Stanford Psychiatry receives grant to study contribution of hypocretin neuron activity to Alzheimer's related sleep disturbances

May 2024

Oscar Gonzalez, PhD

We are thrilled to share that Stanford Psychiatry’s Oscar Gonzalez, postdoctoral scholar of psychiatry and behavioral sciences, has received a grant from the National Institute on Aging entitled “Contribution of hypocretin neuron activity to Alzheimer's related sleep disturbances.”

Sleep is a very well conserved behavioral state across all animals - its precise homeostatic regulation is vital for maintaining good sleep quality and a healthy life. Patients with Alzheimer’s disease show signs of disrupted sleep architecture, characterized by fragmented sleep patterns. Though the exact mechanism underlying fragmented sleep in Alzheimer’s patients remains unknown, it may involve disrupted encoding of homeostatic sleep pressures by wake- promoting hypocretin neurons of the lateral hypothalamus.

This early-career grant builds on recent work that has demonstrated that hyperexcitability of wake-promoting hypocretin neurons of the lateral hypothalamus, resulting from natural aging, may underlie increased sleep fragmentation during aging.

“I will investigate the impact of Alzheimer’s disease-related accumulation of beta-amyloid on hypocretin neuron activity, and subsequent impacts on homeostatic sleep pressure and increased sleep fragmentation,” says Dr. Gonzalez, “with the aim of elucidating the underlying mechanisms driving sleep disturbances in Alzheimer’s disease – a key step in advancing our understanding of Alzheimer’s disease progression and treatment.”

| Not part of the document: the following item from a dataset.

PR #580, opened 2021-08-30
Convert from Directions API URL to RouteOptions

### LINKED ISSUE #476: Convert from Directions API URL to RouteOptions
This library should have an easy way to convert a Directions API request URL (or perhaps a URLRequest or array of URLQueryItems) to a RouteOptions or MatchOptions object. This conversion would be especially useful when implementing Handoff or Universal Links. It would also be a useful alternative to the JSON input file expected by the command line tool in #469.

Here’s a crude version I wrote once as part of an internal dogfooding application that supports Handoff and Universal Links:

Dr. Gonzalez works with research mentor Luis de Lecea, a professor in the Department of Psychiatry and Behavioral Sciences. The de Lecea Lab studies the role of neuromodulators in mammalian behavior, especially behaviors related to sleep, reward, stress, and learning/memory. In the de Lecea lab, Dr. Gonzalez combines theoretical and experimental techniques to study the impact of sleep pressure on wake-promoting brain regions, its influence on sleep architecture, and disruption in neurodegenerative disorders. Recent publications Dr. Gonzalez has contributed to include “Optogenetic and pharmacological interventions link hypocretin neurons to impulsivity in mice” published in the journal Communications Biology, and “Adolescent sleep defects and dopaminergic hyperactivity in mice with a schizophrenia-linked Shank3 mutation” published in Sleep.